Walker pleads guilty to five of 21 child sex charges
Mammoth Lakes resident Joseph Walker pleaded guilty to five felony counts of illegal sexual activity with a minor on Friday, March 9 in a Santa Barbara court, waiving his right to a trial and almost ensuring he serves time in state prison.
The plea came more than two months after Walker was arrested in Mammoth Lakes on suspicion of illegal communication with a minor with the intent to facilitate sex. Former Mammoth Hospital vascular surgeon Dr. Andrew Bourne was arrested at the same time, on Jan. 4, on suspicion of the same crime of illegal communication with a child with the intent to facilitate sex.
Walker and Bourne were then charged by the Santa Barbara District Attorney’s office (the minor lives in Santa Barbara County) with several counts of illegal communication with a minor with the intent to facilitate sex and Walker was also changed with one count of illegal sexual activity with a child.
More charges were expected to be filed against both Bourne and Walker, according to the Santa Barbara District Attorney’s office at the time, but Bourne committed suicide in late January and the charges against Bourne were dropped. The charges against Walker were then amended.
Walker appeared in Santa Barbara court on March 9 at 10 a.m.. He pleaded guilty to four counts of “a lewd and lascivious act” with a child (Penal Code Section 288 (c) (1)) and one count of “illegal communication” with a minor with the intent to facilitate sexual activity (Penal Code 288.3), according to Santa Barbara Senior Deputy District Attorney Mary Barron. A total of 21 charges were filed against Walker.
“Joseph Walker pleaded guilty today to five felony counts … and [made] admissions as to the factual basis for the plea,” she said Friday. “He will be sentenced on June 1 in Department 12 of the Santa Barbara Superior Court to five years in state prison and must register for life as a sex offender.
The charges filed March 9 state that Walker began having sex with the minor when she was 14, beginning in December 2009 and continuing into 2011. Many of the crimes were committed in Mammoth Lakes, as well as in Santa Barbara.
Authorities said earlier that they had recovered more than 1,000 emails implicating both men in a sexual relationship with the minor.
Barron said the charges that she had intended to file against Bourne, prior to his death would have included “at least six counts of lewd acts upon a child for acts of sexual intercourse with Jane Doe as well as a count of conspiracy to commit a lewd act on a child.”
Several of the charges she would have filed against Bourne are illustrated in Walker’s "Amended Felony Complaint" document sent to the Mammoth Times by Barron Friday, which includes quotes from the minor telling Walker (in "Overt Act 7"): "You told me I should be with (Bourne), you told me to."

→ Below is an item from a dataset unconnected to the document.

PR #197, opened 2021-11-03
Add Join key cryptor

stevenwarejones:
* Has the C++ for encrypting and hashing operate on JoinKeyAndId instead of just ByteString
* Adds hashing joinkeys as part of the decrypt step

Other quotes in the document show that Walker encouraged Bourne to have sex with the minor, saying, (in Overt Act 2): "Something like this happens once in a lifetime ... you need to take it to the next level... you need to get physical with Jane Doe." That same “Overt Act 2” states: “Bourne told Detective Hunter that part of the reason he became physical with Jane Doe was because the defendant encouraged him to.”
Barron said that because both Bourne and Walker were in contact with each other (hence the "conspiracy" charges noted above that she said she would have been filed against Bourne if he had not committed suicide), she was at liberty to release some information about these charges since some were included in the document containing the charges against Walker.
“The information is now part of the public record because there were aspects of Walker’s conduct that included … an aspect of the conspiracy that suggested [Bourne] did have physical contact with the victim,” she said.
Barron said that Walker’s sentencing hearing will allow both Walker and/or the minor to “prepare a statement” if they so wish, for the court. “They can do so, although they do not have to,” she said. She also said that June 1 court date could change for a variety of reasons including if the defense asks for a continuance, she said. Barron gave Walker credit for his plea, noting it would help protect the victim from more possible damage.
Walker’s plea agreement includes a condition that the maximum sentence he can receive is five years in state prison, if convicted. It states that he is not eligible to serve that time in a county prison. It also includes, among others, conditions that Walker must register as a sex offender, that he cannot possess a firearm as a convicted felon, and that he has waived the right to an appeal. It also includes a prohibition against revealing the name and identity of the minor.
At the end of the amended complaint, Walker acknowledges with his signature that he “engaged in a sexual relationship with Jane Doe” and outlines when and where some of the crimes occurred. At the end of this “Factual basis for plea,” he states, “I agree that the sentencing judge may consider the entire factual background of the case, including any stricken or uncharged accounts, (and) any changes the District Attorney agrees not to file, as well as the First Amended Felony Complaint.”
The case now goes to the probation officer, who will file a pre-sentencing report based on facts and interviews, then make a recommendation to the county as to the final sentencing, Barron said.